On Wednesday, the ringgit hit a 13-month low of 4.438 per dollar.
All 13 economists in a Reuters poll had forecast Bank Negara Malaysia (BNM) would leave the overnight policy rate (OPR) unchanged at its regular policy review, due to the pressure on the currency.
The central bank said in a statement that it expects periods of volatility in regional financial and foreign exchange markets due to global uncertainties.
"In this regard, Bank Negara Malaysia will continue to provide liquidity to ensure the orderly functioning of the domestic foreign exchange market," the central bank said, adding that banking system liquidity is "ample".
The ringgit's decline has prompted the central bank to warn banks and traders against selling the currency on the offshore non-deliverable forwards (NDF) market.
The currency market volatility will probably keep the central bank from cutting rates in the near term, analysts said.

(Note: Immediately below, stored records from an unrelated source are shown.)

PR #266, opened 2020-04-03
Drupal module apis

benradey:
Fixing up the existing module info servlet, and adding a dummy related module servlet, in order to unblock Drupal development. Since the related module servlet is a placeholder, no unit tests have been written. We can handle that once we implement the real logic.

### DIFF
--- a/pantheon-bundle/src/main/java/com/redhat/pantheon/servlet/module/IncludedInAssembliesServlet.java
+++ b/pantheon-bundle/src/main/java/com/redhat/pantheon/servlet/module/IncludedInAssembliesServlet.java
@@ -32,13 +32,13 @@ import static com.redhat.pantheon.servlet.ServletUtils.writeAsJson;
 import static javax.servlet.http.HttpServletResponse.SC_NOT_FOUND;
 
 /**
- * Get operation to render a Released Module's related module list in JSON format.
+ * Get operation to render a Released Module's related assembly list in JSON format.
  * Only two parameters are expected in the Get request:
  * 1. locale - Optional; indicates the locale that the module content is in, defaulted to en-US
  * 2. module_id - indicates the uuid string which uniquely identifies a module
  *
- * The url to GET a request from the server is /api/module/related
- * Example: <server_url>/api/module/related?locale=en-us&module_id=xyz
+ * The url to GET a request from the server is /api/module/assemblies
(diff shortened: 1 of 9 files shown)


pantheon-bundle/src/main/java/com/redhat/pantheon/servlet/module/RelatedModuleServlet.java
```diff
@@ -0,0 +1,95 @@
...
+            }
+
+            resultStream = queryHelper.query("select * from [pant:module] as module", 3, 0);
+
+            List<Map> related = new ArrayList<>();
+            resultStream.map(r -> r.adaptTo(Module.class))
+                    .forEach(module -> {
+                            Map<String, String> m = new HashMap<>();
+                            m.put("title", module.getModuleLocale(locale).getVersion("1").metadata().get().title().get());
+                            m.put("url", "https://www.redhat.com");
```
xdavidson: I am wondering why do we set the url value to https://www.redhat.com?

benradey: I wanted it to be something that was easy to recognize as wrong. If we made it something realistic, someone might accidentally think that the related modules list was legitimate.

pantheon-bundle/src/main/java/com/redhat/pantheon/servlet/module/IncludedInAssembliesServlet.java
```diff
@@ -0,0 +1,95 @@
...
+ *
+ * @author Ben Radey
+ */
+@Component(
+        service = Servlet.class,
+        property = {
+                Constants.SERVICE_DESCRIPTION + "=Servlet to facilitate GET operation which accepts locale and module uuid to output module assemblies",
+                Constants.SERVICE_VENDOR + "=Red Hat Content Tooling team"
+        })
+@SlingServletPaths(value = "/api/module/assemblies")
```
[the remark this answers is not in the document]
benradey: Great question! I don't think so - because this api is "what assemblies use this module" - so it is still module-centric. We will have an "/api/assembly" api in the future, which will likely include "what modules are used by this assembly" - and that will be assembly-centric, justifying the url structure.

In July, Bank Negara unexpectedly cut its key rate by 25 basis points. Prior to that, the rate had been held steady for seven years at 3.25 percent.
"If we see the US dollar strengthening, then we may even see a need for a rate hike," Vaninder Singh, an economist for RBS in Singapore, said.
Over the past couple of years, Malaysia's economy has been buffeted by global economic uncertainties, slumping commodity prices and a confidence-sapping political and financial scandal
at state fund 1Malaysia Development Bhd (1MDB).
The country's international reserves have dwindled to the point that they only cover 1.2 times short-term external debt.
But, the central bank said the economy - which ended five straight quarters of slowing growth by growing 4.3 percent in the September quarter - will continue to be driven by the private sector with some support from exports.
"Going forward, private sector activity will remain the key driver of growth," the central bank said in a statement.
The central bank said export growth will likely be weighed down by soft demand from key trade partners. Headline inflation is expected to be at the lower end of the projected range of 2.0-2.5 percent.